Browns Ferry Shuts Down Reactor Second Time in Three days
February 19, 2009
By JAY REEVES Associated Press Writer
Mechanical problems forced the second shutdown of a reactor at
the Browns Ferry Nuclear Plant in three days, but regulators said Thursday the mishaps aren't a sign of more serious trouble for the
Tennessee Valley Authority.
The plant's Unit 1 shut down automatically early Wednesday
because of a problem with fans that are used to cool the electrical
connection that links the plant to the power grid. Operators had to
manually shut down Unit
2 on Monday because of another problem with cooling water in an
electric turbine.
TVA said the two problems are not related, and a spokesman for
the Nuclear Regulatory Commission said the back-to-back problems were
"totally coincidental."
"There's nothing the same here other than they're mechanical
(problems) on the non-nuclear side," said Joey Ledford of the federal
agency's Atlanta office.
Browns Ferry will not come under increased scrutiny because of
the dual outages at the three-reactor plant, Ledford said.
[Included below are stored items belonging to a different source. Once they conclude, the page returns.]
PR #2280, opened 2016-12-07
Fixed the gpu command list size when creating CiTraces.

Subv:
We were writing 4 times as much data, and thus reading (and writing) garbage to the linear heap when replaying the traces with the citrace player.


linkmauve:
LGTM.

JayFoxRox:
LGTM

PR #2282, opened 2016-12-08
Update AM service function tables

lioncash:
Updated based off information from 3dbrew.


Subv:
Do you plan on doing this for the other services? That would be nice

lioncash:
Yeah, I do, I just wasn't sure what would be preferable: a single PR with individual service updates per commit, or one service per PR (so each change is compact), so I just went with whatever would be smallest (I can do the all of the rest in one follow-up PR, if that's preferable).

PR #2717, opened 2017-05-21
added support for loading aeskeydb.bin to the aes code

jfmherokiller:
This is an amendment to the encryption code to allow it to both load from the text file and load from aeskeydb.bin.

---
This change is [Reviewable](https://reviewable.io/reviews/citra-emu/citra/2717)

### DIFF
--- a/src/core/hw/aes/key.cpp
+++ b/src/core/hw/aes/key.cpp
@@ -76,7 +76,30 @@ AESKey HexToKey(const std::string& hex) {
     return key;
 }
 
-void LoadPresetKeys() {
+void SetKeySlot(const AESKey& key, size_t slot_id, char key_type) {
+    switch (key_type) {
+    case 'X':
+        if (!key_slots.at(slot_id).x.is_initialized()) {
+            SetKeyX(slot_id, key);
+        }
+        break;
+    case 'Y':
+        if (!key_slots.at(slot_id).y.is_initialized()) {
+            SetKeyY(slot_id, key);
+        }
+        break;
+    case 'N':
+        if (!key_slots.at(slot_id).normal.is_initialized()) {
+            SetNormalKey(slot_id, key);
+        }
+        break;
+    default:
+        LOG_ERROR(HW_AES, "Invalid key type %c", key_type);
+        break;
+    }
+}
+
+void LoadKeysFromText() {
     const std::string filepath = FileUtil::GetUserPath(D_SYSDATA_IDX) + AES_KEYS;
     FileUtil::CreateFullPath(filepath); // Create path if not already created
     std::ifstream file;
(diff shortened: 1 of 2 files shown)


wwylele:
Review status: 0 of 2 files reviewed at latest revision, 4 unresolved discussions.

---

*[src/core/hw/aes/key.cpp, line 100 at r1](https://reviewable.io:443/reviews/citra-emu/citra/2717#-KkgLxFL4w-5XezZVUgU:-KkgLxFL4w-5XezZVUgV:bignpyj) ([raw file](https://github.com/citra-emu/citra/blob/46111d305f433019cc5e3781580f4f166331c283/src/core/hw/aes/key.cpp#L100)):*
> ```cpp
>         break;
>     }
> }
> ```

Needs blank line between functions

---

*[src/core/hw/aes/key.cpp, line 155 at r1](https://reviewable.io:443/reviews/citra-emu/citra/2717#-KkgMJvv2PuP7jnX1MHB:-KkgMJvv2PuP7jnX1MHC:bjqfxfw) ([raw file](https://github.com/citra-emu/citra/blob/46111d305f433019cc5e3781580f4f166331c283/src/core/hw/aes/key.cpp#L155)):*
> ```cpp
>  * The wiki describes that this database can be encrypted or decrypted however as of right now only
>  * the decrypted format is supported.
>  */
> ```

If this is a doc-comments, start it with `/**`; other wise use `//` instead.

---

*[src/core/hw/aes/key.cpp, line 171 at r1](https://reviewable.io:443/reviews/citra-emu/citra/2717#-KkgNJh9WLuJ3c2PHguF:-KkgNJh9WLuJ3c2PHguG:b-omp604) ([raw file](https://github.com/citra-emu/citra/blob/46111d305f433019cc5e3781580f4f166331c283/src/core/hw/aes/key.cpp#L171)):*
> ```cpp
>     FileUtil::CreateFullPath(filepath); // Create path if not already created
>     std::ifstream file;
>     OpenFStream(file, filepath, std::ios_base::in);
> ```

needs `ios::binary` since this is a binary file unlike the text one. Probably you want to use `FileUtil::IOFile`

---

*[src/core/hw/aes/key.cpp, line 178 at r1](https://reviewable.io:443/reviews/citra-emu/citra/2717#-KkgMnTar20WOf53nqWI:-KkgMnTar20WOf53nqWJ:bvfwk07) ([raw file](https://github.com/citra-emu/citra/blob/46111d305f433019cc5e3781580f4f166331c283/src/core/hw/aes/key.cpp#L178)):*
> ```cpp
>     while (!file.eof()) {
>         file.read((char*)&key_info, sizeof(key_info));
>         SetKeySlot(key_info.key, key_info.slot, key_info.type);
> ```

I am not familiar with keydb format standard, but you should probably respect to other fields lie `id`, `is_encrypted` etc. Should just skip keys that doesn't match any slot in citra

---


*Comments from [Reviewable](https://reviewable.io:443/reviews/citra-emu/citra/2717)*

src/core/hw/aes/key.cpp
```diff
@@ -121,22 +143,45 @@ void LoadPresetKeys() {
...
+    const std::string filepath = FileUtil::GetUserPath(D_SYSDATA_IDX) + AES_KEYS_DB;
+    FileUtil::CreateFullPath(filepath); // Create path if not already created
+    std::ifstream file;
+    OpenFStream(file, filepath, std::ios_base::in);
+    if (!file) {
+        return;
+    }
+    AesKeyInfo key_info;
+    while (!file.eof()) {
+        file.read((char*)&key_info, sizeof(key_info));
```
lioncash: `reinterpret_cast`

src/core/hw/aes/key.cpp
```diff
@@ -121,22 +143,45 @@ void LoadPresetKeys() {
...
+
+    const std::string filepath = FileUtil::GetUserPath(D_SYSDATA_IDX) + AES_KEYS_DB;
+    FileUtil::CreateFullPath(filepath); // Create path if not already created
+    std::ifstream file;
+    OpenFStream(file, filepath, std::ios_base::in);
+    if (!file) {
+        return;
+    }
+    AesKeyInfo key_info;
+    while (!file.eof()) {
```
lioncash: This should likely be:

```cpp
while (file.read(reinterpret_cast<char*>(&key_info), sizeof(key_info)))
{
  SetKeySlot(key_info.key, key_info.slot, key_info.type);
}
```

so that the body is only ever entered if the full read succeeds. That or have some other form of error checking.

Currently, if a read fails (either due to a corrupt file or something else),  junk data ends up being set into the key slot.

i.e.

```cpp
while (!file.eof()) // Assume this condition is true
{
  // Assume this fails, the eof/status bit(s) are set, but all data didn't get read into key_info
  file.read(reinterpret_cast<char*>(&key_info), sizeof(key_info));

  // Junk data gets set into the keyslot.
  SetKeySlot(key_info.key, key_info.slot, key_info.type);
}
```

src/core/hw/aes/key.cpp
```diff
@@ -121,22 +143,45 @@ void LoadPresetKeys() {
...
+        char type;               // type 'X' / 'Y' / 'N' for normalKey
+        std::array<char, 10> id; // key ID for special keys, all zero for standard keys
+        u8 reserved[2];          // reserved space
+        u8 is_devkitkey;         // 0 for retail units / 1 for DevKit units
+        u8 is_encrypted;         // 0 if not / anything else if it is
+        AESKey key;
+    };
+
+    const std::string filepath = FileUtil::GetUserPath(D_SYSDATA_IDX) + AES_KEYS_DB;
+    FileUtil::CreateFullPath(filepath); // Create path if not already created
```
lioncash: This isn't always guaranteed to succeed and should be checked against. Also comments that don't document a struct/class member are preferred on top of code.

fox8091:
Perhaps also allow key loading from boot9 dumps now?

B3n30:
What's the status of this PR?

B3n30:
Closed, due to inactivity.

TVA spokesman Jason Huffine said engineers were trying to figure
out what caused both shutdowns.
The plant's third reactor continued operating at 100 percent, he
said, and the twin outages did not hurt the utility's ability to
provide power to its customers.
"We could turn on an additional coal plant if needed," he said.
Browns Ferry is one of three TVA nuclear plants that generate
about 30 percent of all the power the agency supplies in Tennessee,
Alabama, Georgia, Kentucky, Mississippi, North Carolina and Virginia.
Idle for 22 years amid safety and management concerns, the Unit 1
reactor was restarted in 2007 following a renovation that took five
years and cost $1.8 billion. The two other reactors at Brown's Ferry
were restarted in the 1990s after extensive work.
Power generation at Browns Ferry was reduced significantly last
August after a string of problems that have since been repaired.